Even for a single user, taking advantage of the ease of replication of a repository is a good way to provide a backup. Hide your repositories on a second machine with a minimal amount of CGI configuration and you can autosynch your work and have a live backup. Put that machine in a friend's house or at an inexpensive webhost and you have an offsite backup.
Edit:
See the fossil homepage for a good starting point. Any repository can be viewed via the built-in web interface which allows access to the timeline, ticket system, wiki, and project settings. It also can be used to view documents that are checked into the repository. In fact, all links to pages at the fossil web site are being served by a copy of fossil.

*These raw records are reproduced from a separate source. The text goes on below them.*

PR #864, opened 2026-09-14
Fix OptiX callable entry-point lookup

### LINKED ISSUE #857: OptiX callable program groups use the wrong Slang symbol prefix
## Problem

Slang emits an OptiX callable entry point named `__direct_callable__<entryPoint>` in `source/slang/slang-emit-cuda.cpp`, matching the OptiX direct-callable naming contract. The slang-rhi OptiX backend instead asks `optixProgramGroupCreate` for `__callable__<entryPoint>` in `src/cuda/optix-api-impl.cpp`.

For example, a Slang callable named `callableWriteAttribute` is emitted as:

```cpp
extern "C" __device__ void __direct_callable__callableWriteAttribute(...)
```

but slang-rhi sets `entryFunctionNameDC` to `__callable__callableWriteAttribute`. OptiX therefore cannot create the callable program group.

This is independent of the structural ray-tracing API: the existing legacy callable runtime test is currently excluded from CUDA/OptiX, so the mismatch is not covered.

## Expected fix

Use the `__direct_callable__` prefix for `entryFunctionNameDC`, then enable OptiX coverage for the existing callable runtime test. Keep continuation callables out of scope.

kaizhangNV:
## Motivation

Consider a Slang callable entry point named `callableWriteAttribute`. Slang emits the OptiX symbol
`__direct_callable__callableWriteAttribute`, but slang-rhi asked OptiX to load
`__callable__callableWriteAttribute`. The requested symbol does not exist, so
`optixProgramGroupCreate` fails before the callable can run. This is tracked by #857.

## Proposed solution

Use Slang's `__direct_callable__` entry-point prefix when slang-rhi creates an OptiX direct-callable
program group. Enable CUDA on the existing callable runtime test so the compiler and backend naming
contracts stay synchronized. The fetched Slang release is updated to 2026.17.1 because that is the
first release containing CUDA `CallShader` support needed by the test.

## Change summary

- Request the emitted `__direct_callable__<source name>` symbol from OptiX.
- Run the existing `ray-tracing-intrinsics-call-shader` test on CUDA.
- Remove the shader's CUDA exclusion.
- Update the fetched Slang release and its official archive hashes to 2026.17.1.

## Concepts and vocabulary

- **Direct callable**: an OptiX callable program invoked with `optixDirectCall`; Slang gives these
  entry points the `__direct_callable__` native prefix.
- **Source entry-point name**: the unmangled Slang name stored by the ray-tracing pipeline descriptor.

## Process report

The pipeline descriptor reaches `OptixApiImpl::createRayTracingPipeline` with the correct callable
stage and source entry-point name. The backend then owns the target-specific native prefix before it
passes `entryFunctionNameDC` to `optixProgramGroupCreate`. No alternate AST, IR, or reflection shape
is involved: the only broken invariant was that this backend-local prefix disagreed with
`CUDASourceEmitter::generateEntryPointNameImpl()`. Updating that one mapping fixes the producer and
consumer contract without adding a fallback or a second lookup path.

Validation used a capped Release build against Slang 2026.17.1 and ran:

```text
slang-rhi-tests -tc=ray-tracing-intrinsics-call-shader.cuda \
    -select-devices=cuda -require-devices=cuda
```

The test passed on OptiX and verified the callable's returned payload values.

Closes #857.


skallweitNV (approved):
LGTM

There is a decent book in draft form that walks through the process of using fossil for common tasks in a reasonably sized project.
The source repository for SQLite is also maintained by fossil, and its web interface is served by a copy of fossil as well. All the SQLite repositories and the fossil repository are kept synchronized among several geographically separated servers by cron jobs that do periodic fossil sync
commands.
One easy way to get a hold of a repository with a rich history to play around with is to clone the source to fossil itself. To do this, put a copy of the fossil executable in your PATH, then in an empty folder somewhere say
C:...>fossil clone http://www.fossil-scm.org/ fossil.fossil
C:...>mkdir src
C:...>cd src
C:...>fossil open ../fossil.fossil
You are now standing in an open fossil repository containing the complete source code and revision history of fossil. With GCC, awk, and zlib available, you should be able to build it from source. (On Windows, it is easiest to build with MinGW from an MSYS bash prompt in my experience.)
You can periodically do fossil update
to keep your clone current, and I recommend you try fossil ui
to see the full power of the web interface with administrative access to your clone.